A method of rendering input audio including at least one audio object and associated metadata, wherein the metadata includes audio object size metadata and audio object position metadata corresponding to the at least one audio object. In the method of rendering the audio,
Determining a plurality of virtual audio objects based on the audio object size metadata corresponding to the at least one audio object and the audio object location metadata;
For each of the virtual audio objects of the plurality of virtual audio objects, determining a location of the corresponding virtual audio object;
For each of the plurality of virtual audio objects, determining at least one gain of the corresponding virtual audio object;
Rendering an audio object to one or more speaker supplies, wherein the audio object is rendered based on its corresponding positions and gains of at least some of the plurality of virtual audio objects.
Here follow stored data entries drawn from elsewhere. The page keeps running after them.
PR #450, opened 2022-12-30
Remove Lerna

dkundel:
**Work Included**:
- [x] Replace `lerna` for bootstrapping and task running in favor of `npm workspaces`
- [x] Upgrade TypeScript to 4.9.4
- [x] Upgrade Jest and ts-jest
- [x] Replace  `lerna` in favor of `changesets` for versioning
- [x] Setup release pipeline through GitHub Actions similar to github.com/twilio-labs/plugin-webhook

**Known Issues**:
- [x] ~The `requireFromProject.test.ts` files are currently partially disabled because `npm workspaces` hoists the `twilio` dependency to the root `node_modules` folder instead of having multiple instances. This results in the test no longer working. Virual mocks might be an alternative but needs validation.`~
- [ ] `skipLibCheck` is currently enabled in the `tsconfig.base.json` because `@types/inquirer` and `execa` were throwing issues --> Moved to #451 
- [ ] `useUnknownInCatchVariables` is currently disabled as it was a breaking change between TypeScript 3.x and 4.4 and requires code changes. --> Moved to #452 
- [x] ~Netlify build is currently failing.~

**Contributing to Twilio**


.github/workflows/nodejs.yml
```diff
@@ -19,10 +21,10 @@ jobs:
       fail-fast: false
       matrix:
         os: [macos-latest, windows-latest, ubuntu-latest]
-        node-version: [14, 16]
+        node-version: [14, 16, 18]
```
bnb: might want to use the relative notation here if you want automatic CI upgrades - totally understandable if not!

```suggestion
        node-version: [ lts/-2, lts/-1, lts/*]
```

.github/workflows/nodejs.yml
```diff
@@ -19,10 +21,10 @@ jobs:
...
 
     steps:
-      - uses: actions/checkout@v1
+      - uses: actions/checkout@v2
```
bnb: v3 is most current if you're updating this anyway

.github/workflows/on-merge-main.yml
```diff
@@ -0,0 +1,42 @@
...
+    uses: twilio-labs/serverless-toolkit/.github/workflows/nodejs.yml@main
+
+  release:
+    name: Run release work
+    needs: tests
+    runs-on: ubuntu-latest
+
+    steps:
+      - name: Checkout Repo
+        uses: actions/checkout@v2
```
bnb: v3 is latest. Please feel free to resolve if you don't want to update to v3!

.github/workflows/nodejs.yml
```diff
@@ -19,10 +21,10 @@ jobs:
...
       - name: Use Node.js ${{ matrix.node-version }}
         uses: actions/setup-node@v1
```
bnb: If you do want to use relative versions, this would need to get updated to v3 as well.

.github/workflows/on-merge-main.yml
```diff
@@ -0,0 +1,42 @@
...
+      - name: Setup Node.js 16
+        uses: actions/setup-node@v2
```
bnb: same v3 notes as previous :)

.github/workflows/on-merge-main.yml
```diff
@@ -0,0 +1,42 @@
...
+        with:
+          node-version: 16
+      - name: Update npm to 8.x
+        run: |
+          npm i -g npm@8
```
bnb, line 27: is there a reason here to use 8 instead of 9? 👀

bnb (commented):
some notes, mostly about version choices. None of these are blocking, LGTM otherwise :)

package.json
```diff
@@ -2,46 +2,45 @@
...
+    "version-packages": "npm run create-version && npm run version-package --workspaces --if-present",
+    "create-version": "changeset version",
+    "npm:publish": "changeset publish",
     "cm": "git-cz",
     "jest": "jest",
-    "build:noemit": "lerna run build:noemit",
-    "clean": "lerna run clean",
+    "build:noemit": "npm run build:noemit --workspaces --if-present",
+    "clean": "npm run clean --workspaces --if-present",
     "test": "run-s build:noemit jest",
```
bnb, line 15: one thing I realized I should/could advise on here: I'm not sure what `run-s` is but this might be able to be replaced with npm commands if `build:noemit jest` are scripts in each workspace. Specifically `npm run build:noemit --workspaces && npm run jest --workspaces`.

dkundel: `run-s` is an alias from `npm-run-all` and runs those two comments in serial. It's a holdover from the time when `&&` wouldn't always work on Windows. It could probably go away now because I think `npm` scripts make `&&` work even on Windows. So the equivalent here would be `npm run build:noemit && npm run jest`

.github/workflows/nodejs.yml
```diff
@@ -1,11 +1,13 @@
...
-      - main
-      - master
-      - 'features/*'
+  workflow_call:
+  # This gets run by on-merge-main.yml automatically
+  # push:
+  #   branches:
+  #     - main
+  #     - master
+  #     - 'features/*'
```
gautam678: Should this comment be removed?

docs/CONTRIBUTING.md
```diff
@@ -14,10 +14,10 @@ If you are planning to contribute something that does not have an open issue yet
 
 ## Requirements
 
-Make sure you have Node.js 12 or newer installed. Due to compatibility with Twilio
-Functions this project has to support at least Node.js 12.0.0.
+Make sure you have Node.js 14 or newer installed. Due to compatibility with Twilio
+Functions this project has to support at least Node.js 14.0.0.
```
gautam678, line 18: We could start with Node 16, since that will be used as default here. What do you think?

gautam678 (approved):
Looks good to me. But left minor comments.

docs/CONTRIBUTING.md
dkundel: I'll leave this in until April 30 just because until then we need to support 14 no matter what.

An apparatus for rendering input audio including at least one audio object and associated metadata, wherein the metadata includes audio object size metadata and audio object position metadata corresponding to the at least one audio object. In the device for rendering audio,
A processor configured to determine a plurality of virtual audio objects based on the audio object size metadata and the audio object position metadata corresponding to the at least one audio object; The processor also,
For each of the virtual audio objects of the plurality of virtual audio objects, determining a position of the corresponding virtual audio object;
For each of the virtual audio objects of the plurality of virtual audio objects, determining at least one gain of the corresponding virtual audio object;
Rendering an audio object to one or more speaker supplies, the processor being configured to render the audio object based on its corresponding positions and gains of at least some of the plurality of virtual audio objects Device.

A non-transitory medium storing software, the software comprising instructions for performing a method according to claim 1.